Die Posaune ist ein sprödes Instrument. Gerade darin liegt ihr Reiz. Wer sich gegen ihre Schwerfälligkeit mit Virtuosität zur Wehr setzt, verdient Bewunderung. Im Jazz hat sie von Anfang an eine wichtige Rolle gespielt. Im traditionellen Jazz von New Orleans klang sie oft wie der ältere Bruder der vorlauten Trompete, der sich bescheiden und weise im Hintergrund hält, um gelegentlich seine Meinung kund zu tun. Die großen Posaunisten und erst recht die Erneuerer der Spieltechniken auf diesem Instrument lassen sich mühelos herzählen. Einen besonderen Reiz entwickeln Posaunen (wie auch andere Blasinstrumente), wenn sie als Chor auftreten. In Big Bands ist das gelegentlich der Fall. Aber ab und zu dürfen sie sogar den Hauptpart spielen. So bei der Combo Trombonefire. Gleich vier Posaunisten haben da zusammengefunden: Johannes Herrlich, Adrian Mears, Hermann Breuer und der Bassposaunist Eberhard Budziat. Dazu kommen Walter Lang am Piano, Thomas Stabenow am Kontrabass und Dejan Terzic am Schlagzeug.

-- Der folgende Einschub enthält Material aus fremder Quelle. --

PR #1722, opened 2021-03-12
chore: put mongo behind a feature compile

Weakky:
### Overview

Put the mongo query connector behind a feature flag to reduce the binary size

**Result (on macOS)**

With mongo: 27MB
Without mongo: 19MB
Saved: 8MB


pimeys (approved):
beautiful

tomhoule (approved):
looking good!

PR #4832, opened 2024-04-20
fix prisma/prisma#23902

hrueger:
Hi all,
this should fix prisma/prisma#23902. As the `rows_written` return field by D1 includes writes to index tables, the number of `rows_written` might be greater than the expected count.

It would of course be better to either
a) get the index fields in this context and calculate the expected number of writes differently for D1 or
b) only apply that fix if the D1 adapter is used.

Unfortunately, I'm not familiar enough with Rust to do either of those.

Thanks for looking into this!


Jolg42:
Thanks, though I think we can actually switch to a better count, `changes` instead, see https://github.com/prisma/prisma/pull/24083

PR #4839, opened 2024-04-24
feat: add test for upsert failure in relationMode=prisma

laplab:


query-engine/connector-test-kit-rs/query-engine-tests/tests/writes/top_level_mutations/snapshots/query_engine_tests__writes__top_level_mutations__upsert__upsert__{"data":{"upsertOneTodo":{"id":1,"title":"title"}}}.snap
```diff
@@ -0,0 +1,5 @@
+---
+source: query-engine/connector-test-kit-rs/query-engine-tests/tests/writes/top_level_mutations/upsert.rs
+expression: RESULT
+---
+{"data":{"upsertOneTodo":{"id":1,"title":"title"}}}
```
Weakky, line 5: Can we avoid having this file? I think it comes from the fact that the result in not inlined in the snapshot directly but that it references an expression instead.

```
insta::assert_snapshot!(run_query!(&runner, MUTATION), r#"{"data":{"upsertOneTodo":{"id":1,"title":"title"}}}"#);
insta::assert_snapshot!(run_query!(&runner, MUTATION), r#"{"data":{"upsertOneTodo":{"id":1,"title":"title"}}}"#);
```

Should do the trick. It's fine to duplicate the result. These are snapshots and aren't intended to be manually changed so we don't care much about duplication.

PR #4840, opened 2024-04-24
query-engine-c-abi: Remove openssl dependency

SevInf:
Native drivers are not properly excluded in c-abi build: `quaint`'s
`native` feature, pulled through `request-handlers` -> `sql-connector`
chain pulls all drivers in. In turn, `tiberius` brings openssl
requirement with it and that requires custom build for Android.

This PR ensures that tiberus is properly excluded from quaint
dependencies when building for native sqlite only. Unfortunately, that
means that `native-*` features now propogate to `sql-query-connector`
and `request-handlers` crates as well.


query-engine/connectors/sql-query-connector/src/database/mod.rs
```diff
@@ -3,7 +3,12 @@ mod connection;
 mod js;
 mod transaction;
 
-#[cfg(feature = "native")]
+#[cfg(any(
+    feature = "mssql-native",
+    feature = "mysql-native",
+    feature = "postgresql-native",
+    feature = "sqlite-native"
+))]
```
Weakky, line 11: Why can't we alias it here?

SevInf: Aliases have to be set up per-crate and unless I am missing something this is a single usage of this combination in `sql-query-connectror`, so not worth it, IMHO.

PR #4841, opened 2024-04-26
fix(se): Empty dbgenerated() breaking for Unsupported() types

Druue:
fixes [#15654](https://github.com/prisma/prisma/issues/15654)

### DIFF
--- a/schema-engine/sql-schema-describer/src/lib.rs
+++ b/schema-engine/sql-schema-describer/src/lib.rs
@@ -825,8 +825,8 @@ pub enum DefaultKind {
 }
 
 impl DefaultValue {
-    pub fn db_generated(val: impl Into<String>) -> Self {
-        Self::new(DefaultKind::DbGenerated(Some(val.into())))
+    pub fn db_generated<S: Into<String>>(val: impl Into<Option<S>>) -> Self {
+        Self::new(DefaultKind::DbGenerated(val.into().map(Into::into)))
     }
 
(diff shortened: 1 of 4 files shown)


schema-engine/sql-schema-describer/src/lib.rs
```diff
@@ -825,8 +825,8 @@ pub enum DefaultKind {
 }
 
 impl DefaultValue {
-    pub fn db_generated(val: impl Into<String>) -> Self {
-        Self::new(DefaultKind::DbGenerated(Some(val.into())))
+    pub fn db_generated<S: Into<String>>(val: impl Into<Option<S>>) -> Self {
```
jkomyno, line 828: There's already an `Into` in the generic parameter `<S: Into<String>>`, so I wonder why we need `val: impl Into<Option<S>>` as well? Wouldn't it be sufficient to have `val: Option<S>` or something like it?

jkomyno (approved):
Approved with a small nit

schema-engine/sql-schema-describer/src/lib.rs
Druue: The issue here is the difference in what we provide from the `unsupported` path vs for regular `PrismaValue`s. Having both `Into`s allowed us to change the function to accept what we provide from both paths without needing to change the args we pass everywhere it's used in our tests

jkomyno: Thanks for the additional context! Feel free to merge

PR #4842, opened 2024-04-26
feat: support createManyAndReturn

Weakky:
## Overview

Adds a new top-level operation called `createManyAndReturn` which supports returning the data that was just created. This operation is only exposed when the `ConnectorCapability::InsertReturning` is present for a connector. That means only Postgres, CockroachDB and SQLite support this new operation. 

This bit of work is not preview-feature gated.

## Important bits
- Only inlined to-one relations are exposed on the output types. That is because relations that aren't inlined cannot be created in the first place.
- When relations are selected, an additional `RelatedRead` is sent for every single selected relation.
- `relationLoadStrategy: join` is not supported.

## Schema design

```prisma
model Parent {
  id Int @id
  name String?

  children Child[]
}

model Child {
  id Int @id
  name String?

  parentId Int?
  parent Parent? @relation(fields: [parentId], references: [id])
}
```

```graphql
mutation {
  createManyParentAndReturn(data: [ParentCreateManyInput]): CreateManyParentAndReturnOutputType
  createManyChildAndReturn(data: [ChildCreateManyInput]): CreateManyChildAndReturnOutputType
}

type CreateManyParentAndReturnOutputType {
  id: Int
  name: String
}

type CreateManyChildAndReturnOutputType {
  id: Int
  name: String
  parent: Parent
}

input ParentCreateManyInput {
  # same as `createManyParent`
}

input ParentCreateManyInput {
  # same as `createManyChild`
}
```

closes: https://github.com/prisma/team-orm/issues/1112


query-engine/schema/src/build/mutations/create_many.rs
```diff
@@ -22,6 +22,50 @@ pub(crate) fn create_many(ctx: &'_ QuerySchema, model: Model) -> OutputField<'_>
     )
 }
 
+/// Builds a create many mutation field (e.g. createManyUsers) for given model.
+pub(crate) fn create_many_and_return(ctx: &'_ QuerySchema, model: Model) -> OutputField<'_> {
+    let field_name = format!("createMany{}AndReturn", model.name());
```
laplab, line 27: If I am not mistaken, this is the first operation where we insert model name in the middle, right? Should we follow all other operations and add it in the end?

Weakky: Nope, it's not the first time. This is actually consistent with the `find*OrThrow` variants https://github.com/prisma/prisma-engines/blob/4fa5f88854499b2bb3746eb678b1546e8cca5066/query-engine/schema/src/build/output_types/query_type.rs#L94

query-engine/connectors/sql-query-connector/src/database/operations/write.rs
```diff
@@ -265,13 +265,16 @@ pub(crate) async fn create_records_returning(
     selected_fields: FieldSelection,
     ctx: &Context<'_>,
 ) -> crate::Result<ManyRecords> {
-    let field_names: Vec<String> = selected_fields.db_names().collect();
     let idents = selected_fields.type_identifiers_with_arities();
+    let field_names: Vec<String> = selected_fields.db_names().collect();
```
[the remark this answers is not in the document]
Weakky: Reverted but kept two return lines to improve readability

query-engine/schema/src/build/mutations/create_many.rs
Weakky: Beware that none of this matters much anyway anymore since this will be mapped as `prisma.model.createManyAndReturn` anyway in the client

Jolg42:
I unlocked the pipeline in Buildkite, there is now an integration PR here https://github.com/prisma/prisma/pull/24060

PR #4844, opened 2024-04-29
fix(psl): retrieve all referential actions based on relationMode

Druue:
The idea was to use `referential_actions` for retrieving the list of referential actions in the default SQL case (`relationMode = "foreignKeys"`). Once MongoDB + PlanetScale support was required, we added `emulated_referential_actions` (only valid when `relationMode = "prisma"`). 

We ran into an issue where we were only using `referential_actions` i.e. only for SQL FKs in prisma-fmt and therefore missing out on completions for referential actions specific to `relationMode = "prisma"`, or in MongoDB's case, we didn't retrieve any.

So this PR renames `referential_actions` into `foreign_key_referential_actions` and adds a new `referential_actions(&self, relation_mode: RelationMode) -> BitFlags<ReferentialAction>` method to help us avoid similar confusion in the future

Auf ihrer CD different moods spielt Trombonefire eigene Kompositionen und ein Medley aus Gershwins Porgy And Bess. Die Gruppenmitglieder bekommen reichlich Gelegenheit, sich mit Soli zu produzieren, die mit dem Gruppenarrangements kontrastieren. Und wir genießen den ruhigen, getragenen Klang der gestopften Posaunen oder die swingend oder funky auftrumpfenden Dialoge.
Thomas Rothschild
Trombonefire:
different moods. Laika 3510181.2.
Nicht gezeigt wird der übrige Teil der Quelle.